Granny cut her biscuits from the slab with a water glass, took the scrap missing the circles of dough, tossed on more flour and rolled again. If there was still room on her baking sheet, after placing the tougher double-rolled biscuits, she'd sort of hand-form something from the scrap to fill in. These 'odd-boys' were given to the children hot from the oven; margerine was in wide use by the time I was big enough to 'butter' my own. A pretty hot oven (375) for eight to ten minutes was about right; no glass doors back then; you either kept snatching the door open, which of course let out the superhot air & made them take longer, or you kept your fingers crossed and watched that old clock on the wall.
My mother perfected all those dishes she had learned about the hard way, once she had her own kitchen.
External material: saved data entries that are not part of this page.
PR #255, opened 2022-01-16
feat :  x / y coordinates as "%"

wadjih-bencheikh18:
closes : https://github.com/zakodium/react-plot/issues/237

### DIFF
--- a/src/hooks.ts
+++ b/src/hooks.ts
@@ -58,9 +58,9 @@ export function useEllipsePosition(props: UseEllipsePositionConfig) {
   };
 }
 
-function ConvertString(value: string, total: number) {
+function convertString(value: string, total: number) {
   return value.endsWith('%')
-    ? (Number(value.substring(0, value.length - 1)) * total) / 100
+    ? (Number(value.slice(0, -1)) * total) / 100
     : Number(value);
 }
 function convertValue(
@@ -69,7 +69,7 @@ function convertValue(
   scale?: ScaleLinear<number, number>,
 ) {
   if (scale === undefined) return 0;
-  return typeof value === 'number' ? scale(value) : ConvertString(value, total);
+  return typeof value === 'number' ? scale(value) : convertString(value, total);
 }
 function convertMinValue(
   value1: string | number,
@@ -79,8 +79,8 @@ function convertMinValue(
 ) {
   if (scale === undefined) return 0;
   return Math.min(
-    typeof value2 === 'number' ? scale(value2) : ConvertString(value2, total),
-    typeof value1 === 'number' ? scale(value1) : ConvertString(value1, total),
+    typeof value2 === 'number' ? scale(value2) : convertString(value2, total),
+    typeof value1 === 'number' ? scale(value1) : convertString(value1, total),
   );
 }
 function convertValueAbs(
@@ -91,7 +91,7 @@ function convertValueAbs(
   if (scale === undefined) return 0;
   return typeof value === 'number'
     ? Math.abs(scale(0) - scale(value))
-    : ConvertString(value, total);
+    : convertString(value, total);
 }
 function convertDimensions(
   value1: string | number,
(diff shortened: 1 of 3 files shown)


src/hooks.ts
```diff
@@ -11,47 +11,31 @@ interface UsePositionConfig {
 }
 
 export function usePosition(config: UsePositionConfig) {
-  const { axisContext } = usePlotContext();
+  const { axisContext, width, height } = usePlotContext();
```
targos, line 14: It should use plotWidth and plotHeight. Width and height are the size of the entire SVG

src/hooks.ts
```diff
@@ -62,62 +46,81 @@ interface UseEllipsePositionConfig {
...
-    rx: convertValueAbs(rx, xScale),
-    ry: convertValueAbs(ry, yScale),
+    cx: convertValue(cx, width, xScale),
+    cy: convertValue(cy, height, yScale),
+    rx: convertValueAbs(rx, width, xScale),
+    ry: convertValueAbs(ry, height, yScale),
   };
 }
 
+function ConvertString(value: string, total: number) {
```
stropitek, line 61: our convention is to write regular functions camelCase

stories/annotations/mixed.stories.tsx
```diff
@@ -0,0 +1,31 @@
...
+  AnnotationLineProps,
+} from '../../src/components/Annotations/Line';
+
+import { AnnotationPlot } from './annotation.data';
+
+export default {
+  title: 'API/Annotations',
+  component: Line,
+  args: {
+    x1: '40%',
```
stropitek, line 14: Can you maybe add another annotation that uses 0% and 100% so that's it's easier to see that it works properly?

src/hooks.ts
wadjih-bencheikh18: i think there is no need to height and width of the svg

src/hooks.ts
wadjih-bencheikh18: yes okey

src/hooks.ts
wadjih-bencheikh18: after last feat (the rectangle is drawn using x1 x2 y1 y2)

wadjih-bencheikh18: sorry i didn't understand the first time, yes i checked the code and i'm changing it

stories/annotations/mixed.stories.tsx
wadjih-bencheikh18: added

stories/examples/mixed.stories.tsx
```diff
@@ -0,0 +1,29 @@
+import { Meta } from '@storybook/react';
+
+import {
+  Line,
+  AnnotationLineProps,
+} from '../../src/components/Annotations/Line';
+import { AnnotationPlot } from '../annotations/annotation.data';
+
+export default {
+  title: 'Examples/Mixed Anntations',
```
targos, line 10:
```suggestion
  title: 'Examples/Mixed Annotations',
```

wadjih-bencheikh18: fixed

src/hooks.ts
targos: it is not resolved

src/hooks.ts
```diff
@@ -62,62 +46,81 @@ interface UseEllipsePositionConfig {
...
+    cx: convertValue(cx, plotWidth, xScale),
+    cy: convertValue(cy, plotHeight, yScale),
+    rx: convertValueAbs(rx, plotWidth, xScale),
+    ry: convertValueAbs(ry, plotHeight, yScale),
   };
 }
 
+function ConvertString(value: string, total: number) {
+  return value.endsWith('%')
+    ? (Number(value.substring(0, value.length - 1)) * total) / 100
```
targos, line 63:
```suggestion
    ? (Number(value.slice(0, -1)) * total) / 100
```

src/hooks.ts
wadjih-bencheikh18: fixed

Her biscuits were cut with a small biscuit-cutter that was sharp for her identical, if smaller biscuits; she brushed the tops with a finger dipped in canned milk, which made them shiny and golden on top. The scrap was forcefully rolled into a much thinner round piece of dough. This dough got itself smeared thickly with margerine, smothered in lots of brown sugar & sprinkled with fresh pecans. Rolled into a tube-shape and sliced into enough wheels to completely fill a cake pan, your desert went into the oven when the biscuits came out, and needed to come back out when you could smell them out in the dining room.
Half of the things we used in those two old kitchens to prepare and cook our meals would be totally unrecognizable for today's housewives(Are there any that would not object loudly to this term?); things like the meat grinder for her liver puddin' or the hand-cranked device clamped to the table, with various cup-shaped graters and slicers that were inter-changeable & removeable for washing or the gricer which turned those boiled old potatoes into the smoothest mashed potatoes you ever tasted.
My mother adopted any new convenience that seemed at all helpful, but like her candy thermometers, many quickly fell into disuse; this because she posessed skills that most of the gadget-buying public would never have. G_d, I miss these women, the smells that emanated from their kitchens & a lot more that has gone missing in the name of progress.